= Beginning of Section =
PR #271, opened 2026-09-12
sdk: a python client, and a loop to write behaviours in

Nixxx19:
stacked on #266, which is the socket this talks to. M5's finish line is "a server-side script can fetch a frame and send an intent in a few dozen lines", and this is the other half of it.

the investigation M5 says to do first, whether one client covers both webrtc and websocket, answers itself once you look at spaces/shared/control.py. that Rpc has already carried the same json-rpc over three transports: a datachannel through the rendezvous, a datachannel on the lan, and http with no webrtc at all. so the transport was never the hard part. the sdk binds a websocket to that same object rather than being a fourth implementation of the wire.

```python
from duck import Duck

with Duck("robot.local") as duck:
    print(duck.health()["healthy"])
    duck.move(vx=0.1)
```

the part worth having is watch(). one call each is fine for a script that asks a question, but a behaviour is a loop, and what it looks at arrives on three streams at three different rates: state at the control rate, depth at 15 hz, frames at whatever you asked for. merging those is what every caller would otherwise write for itself:

```python
for view in duck.watch(fps=4, camera=False):
    if view.nearest and view.nearest < 0.4:
        duck.move(vyaw=0.8)
    else:
        duck.move(vx=0.12)
```

view.nearest follows tof::Frame::zone rather than re-deriving the thresholds, including the bit that bites: the sensor returns negative distances on a failed convergence and still flags them valid, so taken at face value they are the nearest thing in the room. there's a test for exactly that.

no perception in here. view.frame is the jpeg as it arrived and what's in it is the caller's model to run.

on frames, i had this the wrong way round at first and fixed it: a still is a plain get to /frame on the console port, which is what a script wanting one picture should do, and webrtc is the path for anything actually consuming the camera. media.stream stays in as the fallback it is, frames only, no return path, for a long running stream where relay metering is the thing that matters. the readme says that now instead of arguing the outbound socket is the clever bit.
= End of Section =
Every line from the first through the one containing "stacked on #266, which" in the listing above must be given again exactly, with nothing else alongside.

__WRITTEN REPLY__:
PR #271, opened 2026-09-12
sdk: a python client, and a loop to write behaviours in

Nixxx19:
stacked on #266, which is the socket this talks to. M5's finish line is "a server-side script can fetch a frame and send an intent in a few dozen lines", and this is the other half of it.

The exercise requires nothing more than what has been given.